**Exercise details**
Please write out all the data exactly as shown.

[Stored data]
▼

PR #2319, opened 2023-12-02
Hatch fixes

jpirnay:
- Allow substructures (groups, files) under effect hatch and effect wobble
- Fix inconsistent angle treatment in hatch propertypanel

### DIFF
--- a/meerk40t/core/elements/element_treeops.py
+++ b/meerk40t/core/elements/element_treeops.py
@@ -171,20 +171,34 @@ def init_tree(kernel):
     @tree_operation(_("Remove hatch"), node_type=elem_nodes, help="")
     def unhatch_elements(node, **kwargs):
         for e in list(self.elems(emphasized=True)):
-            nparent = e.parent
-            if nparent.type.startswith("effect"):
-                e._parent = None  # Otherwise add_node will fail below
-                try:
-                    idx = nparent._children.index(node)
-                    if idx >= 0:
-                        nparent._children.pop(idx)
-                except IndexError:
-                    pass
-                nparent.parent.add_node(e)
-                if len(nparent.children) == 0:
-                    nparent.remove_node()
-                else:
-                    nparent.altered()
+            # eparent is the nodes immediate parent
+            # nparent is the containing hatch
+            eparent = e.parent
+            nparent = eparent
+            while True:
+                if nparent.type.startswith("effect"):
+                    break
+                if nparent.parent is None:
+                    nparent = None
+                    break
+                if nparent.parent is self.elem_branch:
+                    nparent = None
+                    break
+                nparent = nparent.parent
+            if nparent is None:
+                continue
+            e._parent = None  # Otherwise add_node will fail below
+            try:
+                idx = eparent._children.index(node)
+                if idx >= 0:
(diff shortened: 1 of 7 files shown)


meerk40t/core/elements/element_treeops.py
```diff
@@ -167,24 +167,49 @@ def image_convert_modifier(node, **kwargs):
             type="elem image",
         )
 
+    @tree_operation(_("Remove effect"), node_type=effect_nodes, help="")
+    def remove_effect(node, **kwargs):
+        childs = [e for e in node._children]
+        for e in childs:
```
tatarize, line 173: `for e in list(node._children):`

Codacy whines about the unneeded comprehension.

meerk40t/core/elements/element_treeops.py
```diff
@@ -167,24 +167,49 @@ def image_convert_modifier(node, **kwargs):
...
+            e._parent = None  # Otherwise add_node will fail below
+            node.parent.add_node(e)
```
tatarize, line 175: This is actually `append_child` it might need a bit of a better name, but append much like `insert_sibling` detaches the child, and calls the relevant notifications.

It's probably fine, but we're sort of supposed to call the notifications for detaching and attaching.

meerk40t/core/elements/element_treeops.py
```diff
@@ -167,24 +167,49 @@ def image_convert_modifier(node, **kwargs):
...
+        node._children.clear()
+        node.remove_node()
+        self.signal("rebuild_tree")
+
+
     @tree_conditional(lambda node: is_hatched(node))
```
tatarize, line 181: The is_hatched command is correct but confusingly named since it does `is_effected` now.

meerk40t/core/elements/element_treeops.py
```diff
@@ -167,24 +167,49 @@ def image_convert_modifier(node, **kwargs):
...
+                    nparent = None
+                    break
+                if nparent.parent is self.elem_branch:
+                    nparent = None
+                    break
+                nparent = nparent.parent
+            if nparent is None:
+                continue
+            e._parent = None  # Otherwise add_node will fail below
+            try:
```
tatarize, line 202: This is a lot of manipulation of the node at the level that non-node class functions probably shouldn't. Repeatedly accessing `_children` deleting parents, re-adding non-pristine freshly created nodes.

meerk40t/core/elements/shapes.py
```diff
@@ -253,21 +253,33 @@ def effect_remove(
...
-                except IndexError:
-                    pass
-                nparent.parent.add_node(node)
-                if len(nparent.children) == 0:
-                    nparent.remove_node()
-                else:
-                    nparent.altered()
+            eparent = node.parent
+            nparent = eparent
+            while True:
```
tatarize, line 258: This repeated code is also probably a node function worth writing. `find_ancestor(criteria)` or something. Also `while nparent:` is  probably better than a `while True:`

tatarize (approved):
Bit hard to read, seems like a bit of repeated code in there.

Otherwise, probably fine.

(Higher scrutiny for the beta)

▲

**Task response**
PR #2319, opened 2023-12-02
Hatch fixes

jpirnay:
- Allow substructures (groups, files) under effect hatch and effect wobble
- Fix inconsistent angle treatment in hatch propertypanel

### DIFF
--- a/meerk40t/core/elements/element_treeops.py
+++ b/meerk40t/core/elements/element_treeops.py
@@ -171,20 +171,34 @@ def init_tree(kernel):
     @tree_operation(_("Remove hatch"), node_type=elem_nodes, help="")
     def unhatch_elements(node, **kwargs):
         for e in list(self.elems(emphasized=True)):
-            nparent = e.parent
-            if nparent.type.startswith("effect"):
-                e._parent = None  # Otherwise add_node will fail below
-                try:
-                    idx = nparent._children.index(node)
-                    if idx >= 0:
-                        nparent._children.pop(idx)
-                except IndexError:
-                    pass
-                nparent.parent.add_node(e)
-                if len(nparent.children) == 0:
-                    nparent.remove_node()
-                else:
-                    nparent.altered()
+            # eparent is the nodes immediate parent
+            # nparent is the containing hatch
+            eparent = e.parent
+            nparent = eparent
+            while True:
+                if nparent.type.startswith("effect"):
+                    break
+                if nparent.parent is None:
+                    nparent = None
+                    break
+                if nparent.parent is self.elem_branch:
+                    nparent = None
+                    break
+                nparent = nparent.parent
+            if nparent is None:
+                continue
+            e._parent = None  # Otherwise add_node will fail below
+            try:
+                idx = eparent._children.index(node)
+                if idx >= 0:
(diff shortened: 1 of 7 files shown)


meerk40t/core/elements/element_treeops.py
```diff
@@ -167,24 +167,49 @@ def image_convert_modifier(node, **kwargs):
             type="elem image",
         )
 
+    @tree_operation(_("Remove effect"), node_type=effect_nodes, help="")
+    def remove_effect(node, **kwargs):
+        childs = [e for e in node._children]
+        for e in childs:
```
tatarize, line 173: `for e in list(node._children):`

Codacy whines about the unneeded comprehension.

meerk40t/core/elements/element_treeops.py
```diff
@@ -167,24 +167,49 @@ def image_convert_modifier(node, **kwargs):
...
+            e._parent = None  # Otherwise add_node will fail below
+            node.parent.add_node(e)
```
tatarize, line 175: This is actually `append_child` it might need a bit of a better name, but append much like `insert_sibling` detaches the child, and calls the relevant notifications.

It's probably fine, but we're sort of supposed to call the notifications for detaching and attaching.

meerk40t/core/elements/element_treeops.py
```diff
@@ -167,24 +167,49 @@ def image_convert_modifier(node, **kwargs):
...
+        node._children.clear()
+        node.remove_node()
+        self.signal("rebuild_tree")
+
+
     @tree_conditional(lambda node: is_hatched(node))
```
tatarize, line 181: The is_hatched command is correct but confusingly named since it does `is_effected` now.

meerk40t/core/elements/element_treeops.py
```diff
@@ -167,24 +167,49 @@ def image_convert_modifier(node, **kwargs):
...
+                    nparent = None
+                    break
+                if nparent.parent is self.elem_branch:
+                    nparent = None
+                    break
+                nparent = nparent.parent
+            if nparent is None:
+                continue
+            e._parent = None  # Otherwise add_node will fail below
+            try:
```
tatarize, line 202: This is a lot of manipulation of the node at the level that non-node class functions probably shouldn't. Repeatedly accessing `_children` deleting parents, re-adding non-pristine freshly created nodes.

meerk40t/core/elements/shapes.py
```diff
@@ -253,21 +253,33 @@ def effect_remove(
...
-                except IndexError:
-                    pass
-                nparent.parent.add_node(node)
-                if len(nparent.children) == 0:
-                    nparent.remove_node()
-                else:
-                    nparent.altered()
+            eparent = node.parent
+            nparent = eparent
+            while True:
```
tatarize, line 258: This repeated code is also probably a node function worth writing. `find_ancestor(criteria)` or something. Also `while nparent:` is  probably better than a `while True:`

tatarize (approved):
Bit hard to read, seems like a bit of repeated code in there.

Otherwise, probably fine.

(Higher scrutiny for the beta)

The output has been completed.